だが、E-ECMを持っている相手の前で超能力を使うわけにはいかないため、かなり荒っぽい手を使わなくてはならないらしい。皆本は苦渋に満ちた表情をしていたが、薫たちはおおいに張り切っていた。何をするつもりかはわからないが、ザ・チルドレンが相手の注意を引いているうちに明と小鹿で敵内部に潜入、初音とナオミを救出する作戦だった。
「それにしても、すごい匂いね」
廃坑の床にはたえず汚水が流れ、饐えた匂いが充満していた。たまに足もとを走り抜ける影は、ネズミかゴキブリか。最初は悲鳴を上げ続けていた小鹿も、状況を考えてか声をこえらえるようになっている。
「ここがまともに使われてたら、とても歩いて移動できなかったはず――って紫穂さんが言ってましたよ。かなりやばい研究をしていたらしいです」
「こわいわね……」
ここは日本であって、事実上、日本の法律が及ばない外国だ。バーサクテック社はそれだけの影響力を持っている。警察もむやみに踏み込むことはできない。高度に政治的な判断が必要なのだ。
したがって、現在の明たちの行動も、法的にはかなりグレーだった。もちろん、桐壺や蕾見たちが現在動いているのも、正式な捜査令状を取るためなのだが、それを待っているわけにはいかないのだ。それこそ、「証拠」を消されては元も子もない。
「この先に扉があって、地下研究施設とつながっています。そこまでいければ、初音のESP波を頼りに場所が特定できるはず」
通路の曲がり角で明は言う。
「初音ちゃん、無事よね?」
「あたりまえじゃないですか」
「そうよね……あんないい子にひどいことなんて、しないよね」
小鹿は善良で愛すべき上司だが、ここぞというところでの決断力に難がある。根本的に性善説に立っている人なので、とっさの攻撃の指示などができないのだ。明は、いざとなれば小鹿の命令を無視してでも突撃するつもりでいる。初音を救わねばならないのはもちろんだが、小鹿を守ることも明にとっては大事な任務なのだ。

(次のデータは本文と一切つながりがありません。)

Issue #5916, opened 2023-10-05
Fix missing get_tombstoned parameter in persistence_mock.get_collection_version_with_datasets 


MillenniumFalconMechanic:
#### Need
The `get_tombstoned` parameter in `persistence_mock.get_collection_version_with_datasets` is not passed through to `self._update_version_with_canonical`. See [code](https://github.com/chanzuckerberg/single-cell-data-portal/blob/main/backend/layers/persistence/persistence_mock.py#L270) and [suggested fix](https://github.com/chanzuckerberg/single-cell-data-portal/pull/5824/files#diff-766d914dd42c86f642d416c3e803a78eab7c8c8a14ec64f2b5f31d1358f4be70R270).

CC @danieljhegeman.

danieljhegeman:
This is a bug that should be fixed before any further development is done on DP service code! Thanks Mim!

danieljhegeman:
@MillenniumFalconMechanic any chance this can be tackled this week?

PR #6032, opened 2023-10-18
fix: added pass-thru of get_tombstoned.

MillenniumFalconMechanic:
## Reason for Change

- #5916


danieljhegeman (approved):
Thanks Mim! 🚀

Issue #4821, opened 2023-05-09
Add zebra striping to minimal tables


karenliang0:
The minimal tables that we have within Gene Expression FMG panel should utilize zebra striping instead of dividers. This design change will provide more differentiation between rows for ease of reading. 

In the near future, zebra striping will also be utilized for the minimal tables within CellCards.

[Figma Design](https://www.figma.com/file/nUbwlxcSPAGoRGWyYaIkyv/Q2-2023-Gene-Expression-Improvements?node-id=114%3A10261&t=gGX5DMyKe1XurP9T-1)

PR #6034, opened 2023-10-18
chore(wmg): add zebra striping to table

kaloster:
## Reason for Change

- #4821

## Changes

https://github.com/chanzuckerberg/single-cell-data-portal/assets/7976579/4901bff7-718c-4097-abf7-bb515ab5758e

- replaced table markup with div table
- added striping

### DIFF
--- a/frontend/src/views/WheresMyGeneV2/components/CellInfoSideBar/style.ts
+++ b/frontend/src/views/WheresMyGeneV2/components/CellInfoSideBar/style.ts
@@ -1,17 +1,29 @@
-import { HTMLTable } from "@blueprintjs/core";
 import styled from "@emotion/styled";
 import { Button, fontBodyS } from "@czi-sds/components";
 import Image from "next/image";
 import { fontBodyXxs, getColors } from "@czi-sds/components";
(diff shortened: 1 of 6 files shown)


tihuan:
Woohoo thanks for the PR, Ronen!

To help with the reviewers, for UI changes like this can we please add screenshot and/or video please 🙏 

Thanks so much!

frontend/src/views/WheresMyGeneV2/components/CellInfoSideBar/style.ts
```diff
@@ -129,3 +130,47 @@ export const NoMarkerGenesDescription = styled("span")`
     `;
   }}
 `;
+
+export const DivTable = styled.div`
```
tihuan, line 134: Love the div table too 🥇 🙏

tihuan (approved):
LGTM! Thanks so much, @kaloster 🙏 🚀 

Also confirmed that we have some tests (`describe("Find Marker Genes", () => {`) for the marker gene table, so I don't think we need more tests here. But @kaloster please double check in case I'm wrong. Thank you!

PR #6052, opened 2023-10-20
test: Update collection revision e2e test timeout

tihuan:
## Reason for Change

1. e2e collection revision test was timing out at 30 mins, because there's a bug in the waitUntil block logic that triggers a 5 min wait every time it can't find a suitable collection

### DIFF
--- a/frontend/tests/features/collection/revision.test.ts
+++ b/frontend/tests/features/collection/revision.test.ts
@@ -158,6 +158,11 @@ describe("Collection Revision @loggedIn", () => {
   });
 });
 
+/**
+ * (thuang): Wait for 1 min instead of the default 3 minutes, so we fail faster
+ */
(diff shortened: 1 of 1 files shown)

「もうすぐです。この先は無人のはずですが、念のため、静かに」
「うん」
年上の女性の体温を間近に感じながら、明は歩を進める。行く手に現れた鋼鉄製の扉。取っ手はさびついているが、蝶番がこわれかけているのを確認済みだ。
音をたてすぎないように扉を外し、建物内部への侵入に成功する。そこは放棄された地下研究室の廃墟だった。用途のわからないガラス張りの作業台、棚に並んだ不気味な標本の数々――まるで、マッドサイエンティストの隠れ家のようだ。ガラス瓶の中味に視線をやらないように――見ると後悔すること請け合いだ――明と小鹿は進んでいく。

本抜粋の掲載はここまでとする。